Optimization-driven sampling for analyzing big data streams
Real-time processing over data streams has become a popular trend for data analysis. With more business applications rely on real-time data analysis to make decisions, traditional batch data processing has become insufficient. While the demand of streaming analysis arises, analyzing big data streams quickly and accurately is a major challenge to overcome.
Sampling is a good approach to provide quick analysis over big data streams. Analyzing the sample gives us an approximation of the exact answer we obtain when analyzing original data. By avoiding analyzing the entire streams, the processing time could be greatly reduced. However, sampling over data streams leads to the following challenges: (1) given a limited budget size, how to build a sample such that the accuracy of approximation over sample is good? And (2) recent data are usually more valuable to some streaming analysis applications, e.g., a real-time intrusion detection system will focus on recent event logs. How to build a sample that weighs more on recent data and eliminates the ancient data in sample is another challenge.
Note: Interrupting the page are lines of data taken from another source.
PR #36, opened 2012-10-04
maxAge for cookies

hectorcorrea:
Notes that maxAge for cookies is expressed in seconds, not milliseconds. 
For more info see: http://mrcoles.com/blog/cookies-max-age-vs-expires/

### DIFF
--- a/api.html
+++ b/api.html
@@ -505,13 +505,13 @@ option defaults to "/".
 </p><pre class="js"><code>res.cookie('name', 'tobi', { domain: '.example.com', path: '/admin', secure: true });
 res.cookie('rememberme', '1', { expires: new Date(Date.now() + 900000), httpOnly: true });
 </code></pre><p>The <code>maxAge</code> option is a convenience option for setting "expires"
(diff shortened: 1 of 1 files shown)


tj:
it's milliseconds here, because ms is dominate in js-land, things like ms.js give you milliseconds `ms('5 hours')` etc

In this research, we propose an optimization-driven sampling (ODS) framework as a solution that aims at (1) providing a more accurate analysis over streaming data and (2) elimination of older data using the sliding window model. Based on how the sample will be analyzed, we formulate the sampling process as an optimization problem and derive an optimal sampling algorithm that will be followed when constructing and maintaining sample over data stream. We study ODS with different sample usages over data streams and discuss how to construct an optimal sample in those settings. We also study lower bounds of accuracy of an ODS sample collected from data streams. Experiments and evaluations were also conducted to show our optimal sample can yield better analysis estimation compared to other existing streaming sampling methods.